Most Calif. Small Businesses No Longer Provide Health Care
BY Angus Loten
A new study found that increased costs have forced a majority to abandon coverage.
March 6, 2006--Citing rising costs, a majority of small businesses in California now no longer provide health-care coverage for employees, a new statewide survey shows.
The results come as the U.S. Senate considers a bill this week involving association health plans -- which would allow small employers to band together to purchase insurance.
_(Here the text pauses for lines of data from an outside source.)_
PR #1617, opened 2015-10-16
fix #1281 default marker size too small

### LINKED ISSUE #1281: Cosmetic Bug: dots in Scatter plot are hardly visible.
Plot Scatter with u and v. Dots are hardly visible on smaller screen.

screen shot 2015-05-05 at 9 01 47 pm

Maybe we should change the color of the dots or the size.
I am not sure of labels, please remove if its unrelated.

doutriaux1:
also let the marker size by any positive number so if users find it too big they can make it smaller

### DIFF
--- a/Packages/vcs/Lib/vcs2vtk.py
+++ b/Packages/vcs/Lib/vcs2vtk.py
@@ -1214,6 +1214,7 @@ def prepGlyph(g, marker, index=0):
     if t == 'dot':
         gs.SetGlyphTypeToCircle()
         gs.FilledOn()
+        s *= numpy.pi
     elif t == 'circle':
         gs.SetGlyphTypeToCircle()
         gs.FilledOff()
--- a/Packages/vcs/Lib/marker.py
+++ b/Packages/vcs/Lib/marker.py
@@ -229,14 +229,14 @@ class Tm(object):
         return self._size
 
     def _setsize(self, value):
-        if isinstance(value, int):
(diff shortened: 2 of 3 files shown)


doutriaux1:
@aashish24 @sankhesh @chaosphere2112 after the bots are done please review
goes with: https://github.com/UV-CDAT/uvcdat-testdata/pull/76

Packages/vcs/Lib/vcs2vtk.py
```diff
@@ -1214,6 +1214,7 @@ def prepGlyph(g, marker, index=0):
     if t == 'dot':
         gs.SetGlyphTypeToCircle()
         gs.FilledOn()
+        s *= numpy.pi
```
aashish24: Why not make it a integer number say 10, 20? it may help if we are going to do pixel align rendering.

doutriaux1: I was looking at numbers with a scientist, 3 wasn't right and 4 too big. So I made it fun. Beside s is not an integer to start with.

aashish24: > I was looking at numbers with a scientist, 3 wasn't right and 4 too big. So I made it fun. Beside s is not an integer to start with.

I see. I am bit surprised that s is not an integer.

aashish24:
other than that it LGTM :+1:

PR #1618, opened 2015-10-16
Made ESMF fail the build when fortran is the wrong version

chaosphere2112:
Does what it says on the tin.


CMake/cdat_modules/esmf_pkg.cmake
```diff
@@ -41,9 +41,7 @@ if(CDAT_BUILD_ESMF_ESMP)
         ## On APPLE need to test for -arch as well!
         add_cdat_package(ESMF "" "Build ESMF" ON)
       else()
-        message("[INFO] Skipping ESMF")
-        message("[INFO] gfortran version needs to be at least 4.3 to install ESMF")
-        message("[INFO] You have ${Fortran_VERSION}")
+        message(FATAL_ERROR "[ERROR] gfortran must be 4.3 < version < 5.0; you have ${Fortran_VERSION}")
```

Trade groups and other supporters say the legislation would free business owners of restrictive state regulations and force insurers to offer more competitive rates.
The California survey, which was released March 2 by the San Francisco-based Union Bank of California, found that 52% of the 2,000 small businesses polled said they no longer offer employee health-care plans -- the first time in the annual survey's six-year history that a majority do not.
Of the 48% of firms that still do provide coverage, about a quarter said rising costs have forced them to shift a larger burden to workers, while reducing overall benefits.
"We've found that the experience of small-business owners generally mirror those of mid-sized companies and of large multinationals in that the rising cost of providing health care to their employees is becoming prohibitively expensive," Phil Flynn, the bank's chief operating officer, said in a statement.
The findings match those of a national study released last fall by the Kaiser Family Foundation, a Menlo Park, Calif.-based health-care policy research group, which showed a steady decline in the number of businesses offering health insurance in the past five years -- what the group's president and CEO Drew Altman called the "drip, drip, drip of coverage draining out of the employer-based health insurance system."
According to the Kaiser study, which surveyed some 3,000 employers nationwide, just 60% offered health benefits, down from 69% in 2000. Among businesses that offered no coverage, the majority had fewer than 200 employees, the study said -- most citing cost as a key factor.
Since 2000, health-insurance premiums have surged 73%, the study reported, with annual premiums for family coverage reaching $10,880 in 2005. Of that amount, workers paid about $2,713, or 26%. And while premium increases slowed in 2005 -- to 9.2% from 11.2% in 2004 -- they continue to rise faster than inflation and wages, researchers said.
On Wednesday, the Senate will consider a bill that would let small businesses band together in shopping for employee health coverage across state lines -- a strategy currently available only to much larger corporations.
Under so-called association health plans, or AHPs, small businesses could purchase insurance from national trade associations and industry groups, enabling them to seek more competitive premiums, the bill's sponsors say.
In his State of the Union speech on Jan. 31, President Bush hailed the plans as a way of reining in employer costs.
Yet, several bills allowing AHPs, which critics say pit state insurers against the federal government, have passed the House in recent years, but not the Senate.
"If we don't do something to help small business cope with the costs of health care, soon we will have an entire workforce without health insurance coverage," Sen. Ben Nelson (D-Neb.), one of the bill’s sponsors, said in a statement: "Health care premiums are experiencing double-digit growth annually; small business can't keep up with the costs."